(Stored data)
- - - - - - -
PR #505, opened 2020-04-02
[CODE CAMP] BaseHardwareObjects

rhfogh:
Documented relevant classes

Also added fixes to satisfy pylint, and a few TODO suggestions (hence additional files)

### DIFF
--- a/BaseHardwareObjects.py
+++ b/BaseHardwareObjects.py
@@ -13,7 +13,7 @@ from HardwareRepository.ConvertUtils import string_types
 
 @enum.unique
 class HardwareObjectState(enum.Enum):
-    """Enumeration of ommon states, shared between all HardwraeObjects"""
+    """Enumeration of common states, shared between all HardwareObjects"""
 
     UNKNOWN = 0
     WARNING = 1
@@ -528,8 +528,6 @@ class HardwareObjectMixin(CommandContainer):
         """Clear gevent tasks, called when disconnecting a HardwareObject.
 
         Override in subclasses as needed.
-i
-        Returns:
 
         """
         self.update_state(self.STATES.UNKNOWN)
@@ -702,7 +700,7 @@ class HardwareObject(HardwareObjectNode, HardwareObjectMixin):
 class HardwareObjectYaml(ConfiguredObject, HardwareObjectMixin):
     """Yaml-configured hardware object.
 
-    For use when we move confiugratoin out of xml and into yaml.
+    For use when we move confiugration out of xml and into yaml.
 
     The class is needed only to provide a single superclass
     that combines ConfiguredObject and HardwareObjectMixin"""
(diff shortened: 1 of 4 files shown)


BaseHardwareObjects.py
```diff
@@ -13,6 +13,8 @@
 
 @enum.unique
 class HardwareObjectState(enum.Enum):
+    """Enumeration of ommon states, shared between all HardwraeObjects"""
```
IvarsKarpics, line 16: common, HardwareObjects

BaseHardwareObjects.py
```diff
@@ -706,17 +785,38 @@ def getDevice(self, deviceName):
...
+    And that use looks like it could be replaced by something else"""
+
     pass
 
 
 class Equipment(HardwareObject, DeviceContainer):
+    """Equipment class -old style
+
+    NB This class needs refactoring. Since many (soon: all??) contained
+     objects are no longer of class Devicem the code in here is unlikely to work."""
```
marcus-oscarsson, line 818: typo Device ...

BaseHardwareObjects.py
```diff
@@ -600,43 +659,53 @@ def __getattr__(self, attr):
...
         from .HardwareRepository import getHardwareRepository
 
         return getHardwareRepository().xml_source[self.name()]
 
 
 class HardwareObjectYaml(ConfiguredObject, HardwareObjectMixin):
-    """Yaml-configured hardware object"""
+    """Yaml-configured hardware object.
+
+    For use when we move confiugratoin out of xml and into yaml.
```
marcus-oscarsson, line 705: confiugratoin -> configuration

BaseHardwareObjects.py
```diff
@@ -468,47 +488,62 @@ def update_state(self, state=None):
...
 
     # Moved from HardwareObjectNode
     def clear_gevent(self):
-        """Clear gevent tasks. Override in subclasses
-
-        NB Not sure why this is needed, except maybe for object reloading?
+        """Clear gevent tasks, called when disconnecting a HardwareObject.
 
+        Override in subclasses as needed.
+i
```
marcus-oscarsson, line 531: oops :)

BaseHardwareObjects.py
```diff
@@ -657,6 +728,16 @@ def GUI(self, parent):
 
 
 class Device(HardwareObject):
+    """Old superclass for devices
```
marcus-oscarsson, line 731: We should maybe as one of the lasts steps of all this, remove all usage of Device and Equipment and used HardwareObject instead.

marcus-oscarsson:
Looks good to me, thanks !

BaseHardwareObjects.py
rhfogh: Seconded!

rhfogh: @marcus-oscarsson Actually I would love to get rid of those. Do you think I could/should do it now, leaving the current Equipment instances a bit dangling?Or even roughly refactoring them? Or might it it be better to let people refactor those first and remove Equipment after that?

PR #506, opened 2020-04-02
[CODE CAMP] AbstractDetector

MartinSavko:
Clean up of AbstractDetector and DetectorMockup

  AbstractDetector:
      -- removing _det from _det_radius and _det_metadata
      -- adding _ to height and width and adding respective getter methods
      -- keep arguments of wait_ready consistent with the super class
      -- add list of signals to the file header
      -- add _threshold_energy attribute and respective getter nad setter method
      -- remove self._radius -- it is not used anywhere
      -- add self.re_emit_values method
      -- emit signal when changing roi_mode
      -- remove statusChanged signal, we have stateChanged and
         specificStateChanged instead

DetectorMockup:
      -- remove commented self.distance
      -- emit detectorRoiModeChanged instead detectorModeChanged. This
         is what the brick expects
      -- remove last_image_saved(), stop_acquisition and wait_ready methods 
        as those are in the parent class already and are not abstract         
      -- remove set_roi_mode from and add emit to the method in the supperclass
      -- remove stop_acquistion -- already in the superclass
      -- move re_emit_values method to the superclass
      -- add underscore to actual_frame_rate for consistency with other
         internal parameters
      -- call self.status self._state instead

AbstractDetector and DetectorMockup:
      -- add optional wavelength parameter to get_beam_position method,
         access the value through HWR.beamline.energy if not specified
 
Access to detector_distance is maintained through detector, the main argument is, as in the case of beam_position, catering for the situation when two detectors are used at the same time


HardwareObjects/abstract/AbstractDetector.py
```diff
@@ -42,29 +55,30 @@ def __init__(self, name):
...
-        self.height = self.getProperty("height")
 
         try:
-            self._det_metadata = self["beam"]
+            self._metadata = self["beam"]
         except KeyError:
             pass
-
+        
         try:
```
beteva, line 74: Maybe you want to remove this, as we said that the detector distance motor comes from HWR.beamline

HardwareObjects/abstract/AbstractDetector.py
```diff
@@ -42,29 +55,30 @@ def __init__(self, name):
...
-            self._distance_motor_hwobj = self.getObjectByRole("detector_distance")
-        except KeyError:
+            self._distance_motor_hwobj = self.getObjectByRole("detector_distance")	
+        except KeyError:
```
beteva, line 76: Maybe you want to remove this, as we said that the detector distance motor comes from HWR.beamline

HardwareObjects/abstract/AbstractDetector.py
```diff
@@ -42,29 +55,30 @@ def __init__(self, name):
...
-
+        
         try:
-            self._distance_motor_hwobj = self.getObjectByRole("detector_distance")
-        except KeyError:
+            self._distance_motor_hwobj = self.getObjectByRole("detector_distance")	
+        except KeyError:	
             pass
-
+
```
beteva, line 78: Maybe you want to remove this, as we said that the detector distance motor comes from HWR.beamline

HardwareObjects/abstract/AbstractDetector.py
```diff
@@ -167,21 +181,33 @@ def set_binning_mode(self, value):
...
         Returns:
             tuple(float, float): Beam position x,y coordinates [pixel].
         """
+        # Following is just an example of calculating beam center using
+        # simple linear regression,
+        # One needs to overload the method in case more complex calculation
+        # is required, e.g. using other detector positioning motors and
+        # wavelength
+
         distance = distance or self._distance_motor_hwobj.get_value()
```
beteva, line 198: Should this  be changed to HWR.beamline.detector_distance.get_value() ?

MartinSavko: Indeed that's what I was going to do but then I realized that this would imply that there is only one detector on the beamline and the whole reason for having get_beam_position() as part of the detector would be invalidated. I think the best place to access detector_distance is the detector itself.

HardwareObjects/abstract/AbstractDetector.py
MartinSavko: Please see my comment below.

HardwareObjects/abstract/AbstractDetector.py
```diff
@@ -17,9 +17,22 @@
...
+
+"""
+Detector API
+
+emits signals:
+    detectorRoiModeChanged
+    temperatureChanged
+    humidityChanged
+    expTimeLimitsChanged
+    frameRateChanged
```
IvarsKarpics, line 29: I was wondering if we could combine temp., hum. and frame rate in one signal?

HardwareObjects/abstract/AbstractDetector.py
```diff
@@ -42,29 +55,30 @@ def __init__(self, name):
...
+    
+        self._threshold_energy = None
         self._distance_motor_hwobj = None
-        self.width = None  # [pixel]
-        self.height = None  # [pixel]
-        self._det_radius = None
-        self._det_metadata = {}
+        self._width = None  # [pixel]
+        self._height = None  # [pixel]
+        self._radius = None
```
rhfogh, line 63: Is it not better to do without this attribute? The radius is recalculated every time anyway, as it depends on the beam position.I do not thine _radius is actually used for anything

HardwareObjects/abstract/AbstractDetector.py
```diff
@@ -106,7 +120,7 @@ def stop_acquisition(self):
         Stops acquisition
         """
 
-    def wait_ready(self):
+    def wait_ready(self, timeout=None):
```
rhfogh, line 123: wait_ready is implemented in superclass (HardwareObjectMixin). As long s update_state is called when teh state changes, the existing wait_ready should be reliable.

HardwareObjects/mockup/DetectorMockup.py
```diff
@@ -23,7 +23,6 @@ def init(self):
         """
         AbstractDetector.init(self)
 
-        # self.distance = 500
         self._temperature = 25
         self._humidity = 60
         self.actual_frame_rate = 50
```
rhfogh, line 28: The frame_rate is not mentioned in the AbstractDetector (except s a signql in the header comment).
If it is important enough to be in the mockup, should it not also be in the AbstractDetector?

HardwareObjects/mockup/DetectorMockup.py
```diff
@@ -32,28 +31,28 @@ def init(self):
...
+        xval, yval = super(DetectorMockup, self).get_beam_position(
+            distance=distance, wavelength=wavelength
+        )
         if None in (xval, yval):
             # default to Pilatus values
             xval = self.getProperty("width", 2463) / 2.0 + 0.4
             yval = self.getProperty("height", 2527) / 2.0 + 0.4
         return xval, yval
 
     def update_values(self):
```
rhfogh, line 54: Maybe this function should be moved to the AbstractDetector, considering that it is known that these signals are sent, already at the AbstractDetector level.

HardwareObjects/mockup/DetectorMockup.py
```diff
@@ -32,28 +31,28 @@ def init(self):
         self._exposure_time_limits = [0.04, 60000]
         self.status = "ready"
```
rhfogh, line 32: Is status something different from state and specific_state, that are both implemented in HardwareObject? Possibly the use of status could be replace by the use od (e.g.) state, and update_state.

marcus-oscarsson:
Thanks, looks good in general. It would be nice if it was possible to use the state functionality provided in the BaseHardwareObject, like this we can even remove wait_ready as @rhfogh suggest.

marcus-oscarsson:
Just added issue #519 that could be of general interest

HardwareObjects/abstract/AbstractDetector.py
MartinSavko: Agree.

marcus-oscarsson:
Hello, there was conflict with master which I solved so don't forget to make new PULL when you continue to work on this

Whats the status by the way, do you still have pending changes ?

rhfogh:
@marcus-oscarsson 
Looking through the comments, I had a few proposals (over a month ago!), which no one seems to have adressed. If that is because they have been considered and people disagree or want to postpone, that is fine, but it would be nice if there was some indication that someone had actually read them.

HardwareObjects/abstract/AbstractDetector.py
beteva: You are right, it is not used anywhere. We can safely remove it.

HardwareObjects/mockup/DetectorMockup.py
beteva: The frame rate seems to be used by EMBL only.

HardwareObjects/abstract/AbstractDetector.py
MartinSavko: Agree, we can remove it.

HardwareObjects/mockup/DetectorMockup.py
MartinSavko: I would keep for now and move it to the AbstractDetector class.

HardwareObjects/mockup/DetectorMockup.py
MartinSavko: It is already part of the AbstractDetector -- here the method of the superclass is called and alternative calculation is executed only as a fallback.

HardwareObjects/mockup/DetectorMockup.py
MartinSavko: I think this would most closely correspond to specific_state -- looking at how it is currently used in EMBLDetector.py. I will modify the PR accordingly.

MartinSavko: Well, actually not quite sure now -- "ready" seems not very specific -- I would call it self._state instead.

HardwareObjects/abstract/AbstractDetector.py
MartinSavko: I would vote for keeping it separate.

MartinSavko:
Hi Marcus,
I have now attempted to address all of the comments. I do not have any pending changes.

MartinSavko:
I see your point -- it is indeed not nice. Would the following be acceptable?

def init(self)
     ...
     ...

rhfogh:
@MartinSavko 
Indeed, that is *exactly* what I would have proposed.

marcus-oscarsson:
Wow, I did not even have the time to check !

Thanks alot @MartinSavko, nicely done !

PR #502, opened 2020-04-02
[CODE CAMP] AbstractSampleChanger

marcus-oscarsson:

PR #508, opened 2020-04-02
Add some empty test method 

jbflo:
Empty test method to be check and fill later


marcus-oscarsson:
@jbflo I've added the tests to #502, so you can continue from there :)

Just check do, git checkout -b origin cc-AbstractSampleChanger and you should be able to push directly to that branch. 

I will start to add some documentation to AbstractSampleChanger

Cheers,
Marcus

jbflo:
> @jbflo I've added the tests to #502, so you can continue from there :)
> 
> Just check do, git checkout -b origin cc-AbstractSampleChanger and you should be able to push directly to that branch.
> 
> I will start to add some documentation to AbstractSampleChanger
> 
> Cheers,
> Marcus

Hi,
when i tried to push directly to cc-AbstractSampleChanger
i got access denied.
Cheers
JB

marcus-oscarsson:
Oh, yes , should work now :)

PR #510, opened 2020-04-02
[Fix] bug in check limits

jordiandreu:
It fails to check limits containing the value 0.

### DIFF
--- a/HardwareObjects/abstract/AbstractActuator.py
+++ b/HardwareObjects/abstract/AbstractActuator.py
@@ -26,6 +26,7 @@ Emits signals valueChanged and limitsChanged.
 """
 
 import abc
+import math
 from HardwareRepository.BaseHardwareObjects import HardwareObject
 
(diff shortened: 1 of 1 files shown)


jordiandreu:
@beteva I propose this change to protect the limits from values like None or NaN.

beteva:
Well done, thanks

HardwareObjects/abstract/AbstractActuator.py
```diff
@@ -142,6 +143,7 @@ def update_limits(self, limits=None):
         if limits is None:
             limits = self.get_limits()
 
-        if all(limits):
+        # All values are not None nor NaN
```
rhfogh, line 146: @beteva @jordiandreu 
Actually, what happens if one of the limits is zero? I thought someone mentioned that in the discussion

jordiandreu: If one of the limit values was 0, the nominal limits were not updated and no limitsChange signal were emitted.

PR #513, opened 2020-04-02
[CODE CAMP] test_hardware_objects_generic

rhfogh:
First try of testing Abstract class functions for all HardwareObjects.
Will need developing, and testing, once we have more classes in test config.


test/pytest/test_hardwareobjects_generic.py
```diff
@@ -0,0 +1,158 @@
...
+                    "%s.update_state(HardwareObjectState.%s) is not reflected in result"
+                    % (role, name)
+                )
+
+            obj.update_values()
+
+
+        if isinstance(obj, AbstractActuator.AbstractActuator):
+
+            default = obj.get_value()
```
IvarsKarpics, line 74: rename to default_value?

marcus-oscarsson:
it would be nice if we could get these through a fixture so that we could choose when to call them. We could for instance create one method for each functionality i.e. test_set_state and test_set_value. There is maybe a better way of doing this in pyTest but using a fixture would be one way and it would give us the possibility to decide when these are used without duplicating to much code.

marcus-oscarsson:
@IvarsKarpics made a fixture you can look at:

   https://github.com/mxcube/HardwareRepository/blob/master/test/pytest/conftest.py

But there is maybe a better way of doing this with pyTest ?

rhfogh:
@marcus-oscarsson I'll get onto it.

rhfogh:
@All
- Refactored and expanded generic testing
- run tests and fixed problems
- changed start_position property to default_value, for consistency. 
- Some refactoring and clean-up, also to remove (potential) problems.

NB As it stands the suite fails 8 tests. I am on to that, but fixing it will require refactoring the set_value functions, and (I think) adding an AbstractMockActuator class. It seemed better to do that in a separate PR (coming up).  meanwhile please review this one.

HardwareObjects/abstract/testing/TestAbstractActuatorBase.py
```diff
@@ -0,0 +1,154 @@
...
+import time
+import gevent
+import pytest
+
+from HardwareRepository.HardwareObjects.abstract.testing import TestHardwareObjectBase
+
+test_object = TestHardwareObjectBase.test_object
+
+
+class TestAbstractActuatorBase(TestHardwareObjectBase.TestHardwareObjectBase):
```
marcus-oscarsson, line 39: Thanks for all this nice work :), it would be nice with some comment for the tests so that one knows what they are supposed to test

HardwareObjects/abstract/testing/TestAbstractActuatorBase.py
```diff
@@ -0,0 +1,154 @@
...
+            "Staring valuee %s evaluates invalid" % start_val
+        )
+        default_limits = test_object.get_limits()
+        if test_object.read_only:
+            assert default_limits == (start_val, start_val), (
+                "read_only default limits %s do not match starting value %s"
+                % (default_limits, start_val)
+            )
+
+    def test_setting_timeouts_1(self, test_object):
```
marcus-oscarsson, line 135: For instance this test, what is it intended to test ?

HardwareObjects/abstract/testing/TestAbstractMotorBase.py
```diff
@@ -0,0 +1,146 @@
...
+
+test_object = TestAbstractActuatorBase.test_object
+
+
+class TestAbstractMotorBase(TestAbstractActuatorBase.TestAbstractActuatorBase):
+    """Tests for AbstractMotor subclasses"""
+
+    __metaclass__ = abc.ABCMeta
+
+    def test_valocity(self, test_object):
```
marcus-oscarsson, line 41: typo i guess :)

marcus-oscarsson:
Looks very nice :), what do you think about also testing the signal emition ?

rhfogh:
@marcus-oscarsson 
SIgnals emission will be next, but I wanted to get this to a state where the tests passed. I'll get to the signals, but I do need to spend some time on Glpobal Phasing business too, now.

marcus-oscarsson:
I see, sounds good :)

HardwareObjects/abstract/testing/TestAbstractMotorBase.py
rhfogh: Now fixed in the #529 PR

HardwareObjects/abstract/testing/TestAbstractActuatorBase.py
rhfogh: @marcus-oscarsson 
I added them, but in the #529 PR.

PR #862, opened 2024-03-04
Linted BaseHardwareObjects.py left out in #857

marcus-oscarsson:
Linted BaseHardwareObjects.py left out in #857


rhfogh (approved):
Ooops! Good it is fixed

PR #864, opened 2024-03-07
Update GPhL wokflow centring handling

rhfogh:
Added capability to pass actual (and not just predicted) centrings to GPhL workflow. All changes are in GPhL-specific code


rhfogh:
Thanks!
- - - - - - -
**WHAT YOU WILL DO:**
Please say how many lines in the records above contain the string "HardwareObjectNode", giving no other words.

**ANSWER TO THE PROBLEM:**
2